The question asks us to find the acceleration of the object from the given speed-time graph.

Understanding the Graph:

• The graph shows the object's speed increasing linearly from 25 m/s to 80 m/s over a period of 30 seconds.
• This is a classic case of constant acceleration, as the speed is increasing uniformly.
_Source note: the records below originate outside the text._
PR #1221, opened 2020-01-24
fix: retry AccessDenied only if Region is present

harshavardhana:


kannappanr:
I am unable to reproduce this against play

harshavardhana:
The issue needs to reproduced with restricted policies @kannappanr where MakeBucket is disallowed but GetBucketLocation is allowed.

PR #1222, opened 2020-01-28
fix testListObjects functional test

poornas:
- Remove test for invalid xml character \x17 in object name

The above test fails with azure gateway storage client on Mint during response parsing because of the invalid xml character in object name.


harshavardhana:
Unfortunately, a new release is needed to get this issue fixed with mint

PR #1224, opened 2020-01-31
Make endpoint field of IAM public

### LINKED ISSUE #1223: IAM credentials broken
On 6.0.45 I am unable to get IAM-based credentials working. The problem seems to be in [getIAMRoleURL](https://github.com/minio/minio-go/blob/a8fa81f2c36397fc9dcc622f4a121776b1f15312/pkg/credentials/iam_aws.go#L170), where if the endpoint is empty, the URL consists of only the path and not the host (e.g. `/latest/meta-data/iam/security-credentials/`). I am unable to locate any usage of `defaultIAMRoleEndpoint`, and it would make sense to use it if the endpoint is an empty string.

radix-aw:
This is needed to resolve #1223.


radix-aw:
Per @harshavardhana's [feedback](https://github.com/minio/minio/pull/8921#issuecomment-580976226), I've changed solution implementation.

PR #1237, opened 2020-03-04
list: Use PathUnescape when decoding object names

vadmeste:
When url-encoding is set to 'url', minio-go should avoid decoding plain '+'
to a space in object names.

Although, '+' is generally encoded to %2B in the listing response (see AWS
response), we still can tolerate plain '+' as well.


vadmeste:
Closing, as the PR is wrong

PR #1240, opened 2020-03-05
Add (Get/Set)ObjectLockConfig API functions

poornas:
Also reverts change from #1233 as this is unused
and breaks API.

### DIFF
--- a/api-object-lock.go
+++ b/api-object-lock.go
@@ -183,8 +183,8 @@ func (c Client) SetBucketObjectLockConfig(bucketName string, mode *RetentionMode
 	return nil
 }
 
-// GetBucketObjectLockConfig gets object lock configuration of given bucket.
-func (c Client) GetBucketObjectLockConfig(bucketName string) (objectLock string, mode *RetentionMode, validity *uint, unit *ValidityUnit, err error) {
+// GetObjectLockConfig gets object lock configuration of given bucket.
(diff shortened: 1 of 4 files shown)


vadmeste:
https://docs.aws.amazon.com/AmazonS3/latest/API/archive-Type_API_ObjectLockConfiguration.html

This shows that ObjectLockEnabled is required but other fields are not required. I would say let's avoid merging this PR until we understand what means to send an xml with only ObjectLockEnabled in it

api-object-lock.go
```diff
@@ -224,9 +224,18 @@ func (c Client) GetBucketObjectLockConfig(bucketName string) (objectLock string,
...
-
-		return config.ObjectLockEnabled, mode, validity, unit, nil
+		return config.ObjectLockEnabled, validity, unit, nil
 	}
+	return config.ObjectLockEnabled, nil, nil, nil
+}
+
+// GetBucketObjectLockConfig gets object lock configuration of given bucket.
+func (c Client) GetBucketObjectLockConfig(bucketName string) (mode *RetentionMode, validity *uint, unit *ValidityUnit, err error) {
+	_, mode, validity, unit, err := c.GetObjectLockConfig(bucketName)
```
kannappanr:
```suggestion
	_, mode, validity, unit, err = c.GetObjectLockConfig(bucketName)
```

PR #1242, opened 2020-03-09
PutObject change. Adding usertags to call. Reqd for minio PR #8901.

BigUstad:


BigUstad:
Another PR will have the header checks.

PR #1247, opened 2020-03-16
fix: Context cancellation not handled

fortyanov:


retry.go
```diff
@@ -41,7 +42,7 @@ const DefaultRetryCap = time.Second * 30
 
 // newRetryTimer creates a timer with exponentially increasing
 // delays until the maximum retry attempts are reached.
-func (c Client) newRetryTimer(maxRetry int, unit time.Duration, cap time.Duration, jitter float64, doneCh chan struct{}) <-chan int {
+func (c Client) newRetryTimer(ctx context.Context, maxRetry int, unit time.Duration, cap time.Duration, jitter float64, doneCh chan struct{}) <-chan int {
```
vadmeste: It is also possible to remove doneCh here and use context instead

fortyanov:
@vadmeste hello. I made changes what did you say about.

retry.go
```diff
@@ -69,14 +70,13 @@ func (c Client) newRetryTimer(maxRetry int, unit time.Duration, cap time.Duratio
 	go func() {
 		defer close(attemptCh)
 		for i := 0; i < maxRetry; i++ {
+			attemptCh <- i + 1
+
```
harshavardhana: attemptCh should be kept as part of select otherwise your doneCh is never triggered..

fortyanov: I remove  doneCh because it not needer any more. Context is uses for breaking retries now.

harshavardhana: No the correct code should be to keep the attemptCh as part of the select @fortyanov - it won't work as expected for ctx.Done() is called.

harshavardhana: It should be 

```
select {
   case attemptCh <- i+1:
   case <-time.After(exponentialBackoffWait(i)):
   case ctx.Done():
            return
}
```

fortyanov: I made this changes.

retry.go
```diff
@@ -70,13 +71,11 @@ func (c Client) newRetryTimer(maxRetry int, unit time.Duration, cap time.Duratio
 		defer close(attemptCh)
 		for i := 0; i < maxRetry; i++ {
 			select {
-			// Attempts start from 1.
 			case attemptCh <- i + 1:
-			case <-doneCh:
-				// Stop the routine.
+			case <-time.After(exponentialBackoffWait(i)):
```
vadmeste: We can send wrong attempt number here after some timeout.

The better way is:
```
select {
case attemptCh <- i+1:
case <-ctx.Done():
   return 
}

case {
case <-time.After(exponentialBackoffWait(i)):
case <-ctx.Done():
   return
}
```

harshavardhana: This is the ideal fix

fortyanov:
@vadmeste @harshavardhana @nitisht made new PR because recreate fork for fresh minio version.

PR #1248, opened 2020-03-16
remove object tagging including status code 204/No Content

BigUstad:
DeleteObjectTagging Response HTTP/1.1 204.

### DIFF
--- a/api-object-tagging.go
+++ b/api-object-tagging.go
@@ -155,7 +155,8 @@ func (c Client) RemoveObjectTaggingWithContext(ctx context.Context, bucketName, 
 	}
 
 	if resp != nil {
-		if resp.StatusCode != http.StatusOK {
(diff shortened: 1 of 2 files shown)


api-object-tagging.go
```diff
@@ -155,7 +155,8 @@ func (c Client) RemoveObjectTaggingWithContext(ctx context.Context, bucketName,
 	}
 
 	if resp != nil {
-		if resp.StatusCode != http.StatusOK {
+		// S3 returns "204 No content" after Object tag deletion.
+		if resp.StatusCode != http.StatusOK && resp.StatusCode != http.StatusNoContent {
```
harshavardhana: We should perhaps only look for 204 and catch offending non compliant servers? @BigUstad

BigUstad: I will make this check.

PR #195, opened 2024-10-04
Simplify native interface for rej_uniform

hanno-becker:
Previously, the native interface for rejection sampling was

```
static inline unsigned int rej_uniform_native
    (int16_t *r, unsigned int len,
     const uint8_t *buf,
     unsigned int *buf_consumed,
     unsigned int buflen)
```

Here, `*buf_consumed` would contain the number of bytes processed from the input buffer, and the return value would be the number of valid coefficients sampled.

This generality is not needed -- iInstead, there are only two cases to consider: First, the native call does not support the input arguments, in which case no data is being processed, and one should fallback to the generic C implementation. Second, the call satisfies the same semantics as the C call, that is, it returns the number of sampled coefficients, and guarantees that the entire input buffer was processed if that number is smaller than `len`.

This restricted interface can be more succinctly captured via

```
static inline int rej_uniform_native
    (int16_t *r, unsigned int len,
     const uint8_t *buf, unsigned int buflen)
```

where a return value of -1 captures that the parameters were unsupported.

This commit modifies the native interface accordingly, and adjusts the AArch64 implementation: Specifically, the AArch64 ASM implementation only supports input buffers of length KYBER_N, which can be quickly detected in the recently introduced wrapper round the ASM routine, rather than in assembly (that wrapper didn't exist when the ASM routine was introduced).

### DIFF
--- a/mlkem/native/aarch64/arith_native_aarch64.h
+++ b/mlkem/native/aarch64/arith_native_aarch64.h
@@ -13,9 +13,8 @@ void ntt_asm_opt(int16_t *);
 void intt_asm_clean(int16_t *);
 void intt_asm_opt(int16_t *);
 
-unsigned int rej_uniform_asm_clean(int16_t *r, unsigned int len,
+unsigned int rej_uniform_asm_clean(int16_t *r,
                                    const uint8_t *buf,
-                                   unsigned int *buf_consumed,
                                    unsigned int buflen);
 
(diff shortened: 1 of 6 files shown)


mkannwischer (approved):
Thanks @hanno-becker. 

This indeed looks cleaner! Works fine on my x86. 
Performance seems negligibly better. 
LGTM

PR #203, opened 2024-10-06
Add AVX2 [inv]NTT from official Kyber repository

hanno-becker:
Based on #201 

The AVX2 Kyber NTT produces non-reduced outputs in non-standard order, for better performance. Neither is currently supported by the C<->Native interface.

To accommodate, we temporarily reduce and reorder the output of the AVX2 NTT to match the current C<->Native interface. This will likely need changing later.

Likewise, the inverse NTT operates on a non-standard order that is currently not supported by our C<->Native interface. To accommodate, we shuffle the data in the expected order first before calling the AVX2 iNTT. This may need revisiting later for better performance.

### DIFF
--- a/mk/schemes.mk
+++ b/mk/schemes.mk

To Calculate the Acceleration:

Acceleration ($a$) is given by the formula: $a = \frac{\Delta v}{\Delta t}$ Where:

• $\Delta v$ is the change in speed (final speed - initial speed).
• $\Delta t$ is the change in time.

From the graph:

• Initial speed ($v_i$) = 25 m/s
• Final speed ($v_f$) = 80 m/s
• Time interval ($t$) = 30 s

Now, let's calculate:

$\Delta v = v_f - v_i = 80 - 25 = 55 \, \text{m/s}$ $a = \frac{55}{30} = 1.83 \, \text{m/s}^2$

Thus, the acceleration of the object is 1.83 m/s².

Let me know if you need more details, or if you have any questions!

Related Questions:

1. What is the formula for acceleration in terms of velocity and time?
2. How does a constant acceleration appear on a speed-time graph?
3. What is the significance of the slope in a speed-time graph?
4. How would the graph look for a decelerating object?
5. What is the difference between speed and velocity?

Tip: In speed-time graphs, the slope of the line gives the acceleration—positive for speeding up and negative for slowing down.